Carroll and his coauthors (Mi Feng of 58.com and Kieran O’Connor of the University of Virginia — both of whom earned PhDs from Stanford GSB — along with Lihua Wang of San Francisco State University and Yuanqiong He of Huazhong University of Science and Technology) executed three experiments and one survey. In each, they asked students at Peking University and other participants to make decisions based on the descriptions of producers of fictitious, high-end green tea and leather handbags.
Like microbrewed beer, high-end handbags have “little social history” in China, the researchers write, while green tea is deeply embedded in the culture.
Participants received a separate story for each brand, written to emphasize one of the categories of authenticity: type, craft, moral, and idiosyncratic. For tea buyers, the descriptions were “similar to what can be found on menu cards in expensive hotels in China.”
“Home of the Local Tea God”
To highlight the moral authenticity of their handbags, for instance, the (fictitious) purse producer noted that all of their leather comes from cattle and sheep raised on organic farms and that “the production facility is entirely green powered, and all waste is recycled by local furniture manufacturers.”
To highlight type authenticity, they claimed that the company’s origins date back to the Ming dynasty and that their bags “feature the perfect balance between functionality and design.”
And for idiosyncratic authenticity, they had some fun: “The leather for each handbag is first cut and dried only on nights of full moons (the company’s founder insists that the lunar light is absorbed by all handbags). Each bag is also designed to have exactly 1,978 stitches, representing the year the founder’s first child was born.”
The researchers used similar claims for the fictitious tea companies:
Moral: “No fertilizers or preservatives are used in the tea farms.”
Type: “Tea leaves of Chen’s ‘Silver Needle’ are still picked from the same type of white tea trees that the Chen family has been cultivating for multiple generations.”
Craft: “Tea experts bake the sprouts in traditional outdoor ovens fueled by an open wood fire.”
Idiosyncratic: “The fresh sprouts are then dried for exactly seven days in a stone cave, which is believed to be the home of the local tea god. Only the oldest man in the Wang Village can finish the last step by tasting the first cup of tea and announcing it ‘Silver Needle.’”
Craft vs. Type
After seeing all of the descriptions, participants were then asked to express a preference.

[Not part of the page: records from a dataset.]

PR #3486, opened 2021-07-26
SpongeFabric

Logiquo:
Currently WIP. Use a custom version of `fabric-loom` to build & use a custom version of `fabric-loader` & `mixin` to start. All mixin codes basically copy & paste from SpongeVanilla. Can only build a prod version; I am still trying to set up the dev environment.

Tasks List:
- [ ] Find an appropriate entry point to download the dependencies (currently use a modified `fabric-loader` to work around this).
- [ ] Waiting for a new Mixin release that fixes the LVT error.
- [ ] PluginEngine is incomplete.
- [ ] Need to test compatibility with other fabric mods (especially fabric api).


Zidane:
I am going to close this but I want to explain, for those onlookers and for Logic, exactly why.

Unless the person lives under a rock, everyone knows that Sponge ships 2 implementations: SpongeVanilla and SpongeForge. Sponge originally started out on SpongeForge (simply Sponge back then) and over time we absorbed a project called "Granite" which was basically SpongeVanilla. In hindsight, SpongeVanilla was inevitable...we have to be able to run our modifications clean of any 3rd party code.

So fast forward several years and now we arrive at these two distinct implementations. Vanilla and Forge. Our roots steep directly into Forge, our project was birthed on comingling plugins and mods. While as a team we consider SpongeVanilla to be our flagship in 1.16.5 and higher, SpongeForge is definitely not playing a second fiddle...it will get first class support as always.

So that brings us to Fabric. My team and my fellow leaders aren't ignorant; we know there is demand for Sponge on Fabric. Unfortunately if it was as easy as waving a magic wand, the Fabric implementation would exist already. With a project as large as Sponge, manpower across the devs are our most valuable and lacking commodity. We do not want to commit to an additional platform without staffing to back it up.

With this in mind, I want to thank Logic for the work done thus far. I would encourage the work to continue, despite the closure, as our stance may change down the line. As we have done so far, we will continue to provide the necessary support (via code review or specific changes) so that this project can continue. It just won't be under the Sponge umbrella at this time.

PS As for actual review, Logic you need to re-think the approach in this PR. You cannot be the one to bootstrap Fabric (rather you _shouldn't_) as this introduces logistics issues when running a Fabric implementation on clients. Additionally, you should make use of Fabric subsystems (where possible) and ensure that Fabric mods are Sponge plugins and vice versa. Basically how SF worked on 1.12.2 and will continue to work on 1.16.5

PR #3504, opened 2021-08-08
Rejig teleporting to fit with Forge.

dualspiral:
[SpongeAPI](https://github.com/SpongePowered/SpongeAPI/pull/2386) | **Sponge**

* Need to put hooks subsitution into the right place.
* Syncs ChangeEntityWorldEvent.Pre/Post with Forge equivalents
* Remove hook for the Post event - because it's literally just calling the event - syncing handles it all.


forge/src/mixins/java/org/spongepowered/forge/mixin/core/minecraftforge/event/entity/EntityTravelToDimensionEventMixin_Forge.java
```diff
@@ -0,0 +1,76 @@
...
+import org.spongepowered.api.event.entity.ChangeEntityWorldEvent;
+import org.spongepowered.asm.mixin.Final;
+import org.spongepowered.asm.mixin.Mixin;
+import org.spongepowered.asm.mixin.Mutable;
+import org.spongepowered.asm.mixin.Shadow;
+import org.spongepowered.common.SpongeCommon;
+import org.spongepowered.common.event.tracking.PhaseTracker;
+import org.spongepowered.forge.launch.bridge.event.ForgeEventBridge_Forge;
+
+@Mixin(value = EntityTravelToDimensionEvent.class, remap = false)
```
gabizou, line 45: Does this disable remapping the obfuscated names for the native methods?

forge/src/mixins/java/org/spongepowered/forge/mixin/core/server/level/ServerPlayerMixin_Forge.java
```diff
@@ -0,0 +1,57 @@
...
+     *
+     *         This will get called on the nether dimension changes, as the
+     *         end portal teleport call itself has been redirected to provide
+     *         the correct type.
+     */
+    @Overwrite
+    @Nullable // should be javax.annotations.Nullable
+    public Entity changeDimension(final ServerLevel serverLevel, final ITeleporter teleporter) {
+        return ((EntityBridge) this).bridge$changeDimension(serverLevel, (PortalLogic) teleporter);
+    }
```
gabizou, line 55: technically you could inject at head and cancel if you wanted to eliminate the overwrite entirely

forge/src/mixins/java/org/spongepowered/forge/mixin/core/minecraftforge/event/entity/EntityTravelToDimensionEventMixin_Forge.java
dualspiral: There shouldn't be any because the base class is a Forge class.

forge/src/mixins/java/org/spongepowered/forge/mixin/core/server/level/ServerPlayerMixin_Forge.java
dualspiral: I thought about that, but we use overwrites elsewhere too. I think if we wanted to inject and cancel, we should _always_ inject and cancel and discourage overwrites.

forge/src/mixins/java/org/spongepowered/forge/mixin/core/minecraftforge/event/entity/EntityTravelToDimensionEventMixin_Forge.java
gabizou: no, but you call methods on objects that are returned, right? Like `Level.dimension()`?

gabizou: I just can't remember whether disabling remap on the target disables remap overall for the entire mixin

dualspiral: From what I remember, it's more concerned with the mixin _targets_, rather than the contents (so, I think this is fine).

They were also asked which product seemed most authentic and whether they would be willing to pay above-average prices for it.

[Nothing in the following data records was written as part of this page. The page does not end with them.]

Issue #972, opened 2026-06-15
Add prop descriptions for Storybook prop controls


Dananji:
### Description

In the current implementation of `Storybook` docs, the props control panel for each story doesn't provide any description as to what each prop does when they are changed. While the naming of some props are straight-forward, there are some that can be confusing.

### Done Looks Like
- [x] Set the configuration needed to display prop descriptions in the prop table in stories
- [x] Add description for each prop control as needed

joncameron:
💯

PR #974, opened 2026-06-16
Enable prop descriptions in controls

Dananji:
Related issue: #972 

Changes in this PR:
- enable prop descriptions in the prop controls panel using `parameters: { controls: { ..., expanded: true } }` in `preview.js`
- override some of the prop descriptions populated from the `.js` file's prop descriptions to simplify the role of the prop
- add a new style sheet for styling components and others in the Storybook docs site as needed

Additionally, I enabled `code` tab in the control panel using `docs: { codePanel: true }` in `preview.js`

### DIFF
--- a/.storybook/preview.js
+++ b/.storybook/preview.js
@@ -1,4 +1,5 @@
 import 'video.js/dist/video-js.css';
+import './storybook-styles.scss';
 
 /**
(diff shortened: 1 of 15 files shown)


cjcolvar (approved):
👍

Issue #958, opened 2026-05-29
IIIF Auth 2.0 - logout service


Dananji:
### Description

When the auth service block in the Canvas defines a [logout service](https://iiif.io/api/auth/2.0/#logout-service) for the current resource, Ramp should provide a logout method.
This provides the ability for the user to switch to a different account or close their session on a public terminal as needed.

In the current auth flow, an overlay is used on top of the VideoJS player to provide the UX needed for the login auth flow. Once the user is logged in successfully this overlay is unmounted. Therefore, a new UX pattern need to be derived to display the logout service information to the user.

### Done Looks Like
- [x] Investigate and design a logout UI for the player
- [x] Implement the logout UI design
- [x] Setup reducer methods to clear out any auth token/status saved in the state
- [x] Manually test the resource is not available to the user once logged out
- [x] Add unit tests the new functionality
- [x] Document the IIIF auth flow UX/UI in the Wiki, since this completes the auth implementation

joncameron:
Can be broken into two phases: look at the design, mock up UI (1 point) and then reevaluate to see how much effort the actual implementation will be.

Dananji:
Options for design in Figma: https://manor-limb-00546787.figma.site/

Option A: adds a new control to the control-bar once the user is logged in. This will not be as straight-forward as the other design option, because the control-bar is hidden during playback and this new icon could get drowned among the existing icons. However, this would be a good choice for audio players, because the control-bar is always visible in audio players and this space is readily available in control-bar.
Option B: adds a persistent badge to the top-right hand side of the player once logged in. This UI choice could be tricky in an audio player as it has very little space available in the container.

Dananji:
Notes:
- Code both designs
- Use option A for audio players and option B for video players
- Test and evaluate the designs in the demo site

Dananji:
Wiki: https://github.com/samvera-labs/ramp/wiki/IIIF-Auth-2.0-support

PR #979, opened 2026-07-01
Logout UI for IIIF Auth

Dananji:
Related issue: #958

Changes in this PR:
- add a logout UI,
  - for audio players: a `VideoJSAuthMenu` custom VideoJS `MenuButton` component. This is added to the control-bar before the `fullscreen` toggle when authenticated, showing a user icon that opens a popup with an optional label and a 'Log out' action button.
  - for video players: a persistent authenticated badge as a button with a popup menu with an optional label and a 'Log out' action button to the `AuthOverlay` component. This is shown once the user is authorized.
- both 'Log out' actions take the user to a new tab that presents the results of the HTTP GET request on the logout service’s URI, and clears the auth token and status in Context providers state
- once the user is logged out the player is cleaned up and disabled, so that authenticated media is removed from the player instance. And player aspect-ratio is reset to `16:9` to accommodate the display of the login modal in `AuthOverlay` component.

Additionally;
- move label parsing for all auth-related services into the parser function in `iiif-parser`, to cleanup the imports across UI components
- add relevant DOM-selectors to the `playerHotKeys()` in `utility-helpers.js` to enable keyboard accessibility for the new UI

Screenshot 2026-07-01 at 4 27 58 PM
Screenshot 2026-07-01 at 4 28 22 PM

### DIFF
--- a/src/components/MediaPlayer/VideoJS/components/js/VideoJSAuthMenu.js
+++ b/src/components/MediaPlayer/VideoJS/components/js/VideoJSAuthMenu.js
@@ -76,6 +76,7 @@ class VideoJSAuthMenu extends MenuButton {
     }
 
     const logOutBtn = new MenuItem(player_, { label: 'Log out', selectable: false });
+    logOutBtn.controlText('Log out');
     logOutBtn.el().insertAdjacentHTML('afterbegin', `
       <svg class="vjs-logout-icon" role="presentation">
         <use xlink:href="#log-out"></use>
--- a/src/components/MediaPlayer/VideoJS/components/js/VideoJSAuthMenu.js
+++ b/src/components/MediaPlayer/VideoJS/components/js/VideoJSAuthMenu.js
@@ -54,8 +54,8 @@ const MenuItem = videojs.getComponent('MenuItem');
 class VideoJSAuthMenu extends MenuButton {
   constructor(player, options) {
     super(player, options);
-    this.addClass('vjs-play-control vjs-control vjs-logout-menu');
-    this.setAttribute('data-testid', 'videojs-auth-icon');
+    this.addClass('vjs-play-control vjs-control vjs-auth-menu');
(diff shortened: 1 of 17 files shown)


src/components/MediaPlayer/VideoJS/components/js/VideoJSAuthMenu.js
```diff
@@ -0,0 +1,97 @@
+import videojs from 'video.js';
+import '../styles/VideoJSAuthMenu.scss';
+
+const userSVGSymbol = `
```
cjcolvar, line 4: Do these svg icons need to be defined here or can the ones in `services/svg-icons.js` be imported and used?

cjcolvar (approved):
This looks good as far as I can tell and it worked for me locally!  I had one small cleanup question that doesn't need to block merging.  Finally I do wonder if it would be good to allow hiding of the auth overlay badge along with the player controls so it doesn't have to cover the playing video if there isn't any user activity but we can test that out after merging.

src/components/MediaPlayer/VideoJS/components/js/VideoJSAuthMenu.js
Dananji: Good catch!! Yes, the defined `userSVGSumbol` and `logOutSVGSymbol` are exact duplicates of the `UserIcon` and `SignOutIcon` in `svg-icons.js` respectively.

This custom VideoJS component extends VideoJS's own base classes, thus mounting them using VideoJS's own explicit DOM lifecycle workflow which is completely outside of React's rendering model. The same symbol pattern is followed in `VideOJSTrackScrubber.js`.

However, I think we can remove this duplication by introducing some sort of a bridge functionality to turn the SVG icons from `svg-icons.js` into raw string usable in the VideoJS custom components following the existing symbol pattern. This would make the code more clean and maintainable in the future.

No actual products or pictures of products were shown to anyone, although participants were explicitly informed that all of the offerings were top-shelf.
As expected, the handbag shoppers favored the brands that emphasized craft authenticity. “It is hard to prefer type authenticity when there is not much of a widely recognized type,” the researchers write.

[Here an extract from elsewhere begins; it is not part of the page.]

PR #981, opened 2026-07-02
Refactor playerHotKeys() to be generic

Dananji:
This PR is to refactor the `playerHotKeys()`function in `utility-helpers.js` to use a set of generic selectors to identify active interactive elements outside the player.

Tea shoppers, on the other hand, favored type authenticity, also as expected. This is because type authenticity “presupposes an institutionalized, taken-for-granted classification system,” and perhaps no product in China has a more institutionalized classification system than tea.
Such research, Carroll says, provides guidelines that go well beyond the old notion that “Chinese people like X and American people like Y.” It ultimately should affect how companies tell the stories of their products overseas — especially in China’s fast-developing consumer market, which is soon to be the world’s largest.
“As world economic power shifts east,” the researchers write, “it is important to gather consumer evidence from these countries and to reevaluate and update our knowledge.”